PHILIP AFETI KORTO- SENIOR HEALTH SERVICES ADMINISTRATOR
DANGME EAST DISTRICT HOSPITAL, ADA-GHANA
It is almost totally impossible for most people in Ghana to differentiate between the Civil Service and other Public Services when confronted with the issue. To a very large extent, their inability to do so is justifiable as the words public and civil are synonymous. Both words are also identical with the words social, national, communal, universal, general, common, municipal, commercial, open and unrestricted.
Why should one therefore bother about dichotomising civil service/servant and public service/ servant?
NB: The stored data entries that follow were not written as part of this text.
PR #565, opened 2020-09-11
Fix the PTS offset logic error when first reading a file with FFmpegReader

jonoomph:
Use the calculated `0 - PTS`, unless it is too large (more than 1 second off from zero). This is related to a previous PR (with much discussion): https://github.com/OpenShot/libopenshot/pull/311. This PR fixes the regression related to limiting the offset, and I think makes more sense than previous suggestions. 

The PTS offset was always designed as a quick way to "zero" out the video PTS and audio PTS values, so we could calculate frame numbers, based on the starting PTS values, etc... But in my testing, some videos are encoded with negative timestamps, especially common with audio tracks, where the audio starts before the 1st video frame. OpenShot is not really designed to deal with this, and it causes us to search for matching packets which never come. This could/does introduce some amount of audio drift, just depending on how negative the audio timestamps are. Also, in my testing, I've come across videos that have garbage timestamps (usually negative values), for example -9999999999999999, and then the rest of the packets have normal PTS values. So, this is the background on why I want to limit the offset to some reasonable amount (-1 to +1 seconds in timebase units).

I've done some testing on this with my crazy test videos, and this seems to work great.

### DIFF
--- a/src/FFmpegReader.cpp
+++ b/src/FFmpegReader.cpp
@@ -1875,6 +1875,8 @@ void FFmpegReader::UpdatePTSOffset(bool is_video) {
 			// Also, determine if PTS is invalid (too far away from zero)
 			// We compare the PTS to the timebase value equal to 1 second (which means the PTS
 			// must be within the -1 second to +1 second of zero, otherwise we ignore it)
+			// TODO: Please see https://github.com/OpenShot/libopenshot/pull/565#issuecomment-690985272
+			// for ideas to improve this logic.
 			int64_t max_offset = info.video_timebase.Reciprocal().ToFloat();
 			if (video_pts_offset < -max_offset || video_pts_offset > max_offset) {
 				// Ignore PTS, it seems invalid
@@ -1892,6 +1894,8 @@ void FFmpegReader::UpdatePTSOffset(bool is_video) {
 			// Also, determine if PTS is invalid (too far away from zero)
 			// We compare the PTS to the timebase value equal to 1 second (which means the PTS
 			// must be within the -1 second to +1 second of zero, otherwise we ignore it)
+			// TODO: Please see https://github.com/OpenShot/libopenshot/pull/565#issuecomment-690985272
+			// for ideas to improve this logic.
 			audio_pts_offset = 0 - packet->pts;
 			int64_t max_offset = info.audio_timebase.Reciprocal().ToFloat();
 			if (audio_pts_offset < -max_offset || audio_pts_offset > max_offset) {
--- a/src/FFmpegReader.cpp
+++ b/src/FFmpegReader.cpp
@@ -1868,8 +1868,18 @@ void FFmpegReader::UpdatePTSOffset(bool is_video) {
 		// VIDEO PACKET
 		if (video_pts_offset == 99999) // Has the offset been set yet?
 		{
-			// Find the difference between PTS and frame number (no more than 10 timebase units allowed)
-			video_pts_offset = 0 - std::max(GetVideoPTS(), (int64_t) info.video_timebase.ToInt() * 10);
+			// Find the difference between PTS and frame number
+			video_pts_offset = 0 - GetVideoPTS();
+
+			// Find the difference between PTS and frame number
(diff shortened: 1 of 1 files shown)


jonoomph:
@ferdnyc Please take a look, and let me know that I'm not crazy, haha. I think this is much "saner" than before, and saner than not filtering out crazy values.

ferdnyc:
> @ferdnyc Please take a look, and let me know that I'm not crazy, haha. I think this is much "saner" than before, and saner than not filtering out crazy values.

I'll take a look! I'm in my phone now, so I only managed a quick perusal with too little context. One question, though: Why is there a GetVideoPTS() method, but then the audio computation just uses `packet->pts`? Struck me as odd that they'd be different, but I don't yet know what the contents of GetVideoPTS() are.

jonoomph:
@ferdnyc That method does a little bit of checking before deciding which timestamp to return (PTS or DTS in some situations)
```
	int64_t current_pts = 0;
	if (packet->dts != AV_NOPTS_VALUE)
		current_pts = packet->dts;

```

A little archival review before writing this piece revealed that in most countries, Civil Service or Civil Servant is just another name for Public Service or Public Servant but as a matter of constitutional stipulations in the case of our country Ghana, Civil Service/Servant is different –no matter how slightly - from Public Service notwithstanding the notion held by most people that all public servants are civil servants.
What makes it even more difficult for most people to tell the difference between Civil Service and Public Service is that both are state-owned hence many similarities abound. Also, most public services were once manned by the Civil Service and they were answerable to the Head of Civil Service. The most puzzling point is that public sector/service itself is synonymous of ‘government’ and it is is made up of many government ministries, departments and agencies that are staffed by public services.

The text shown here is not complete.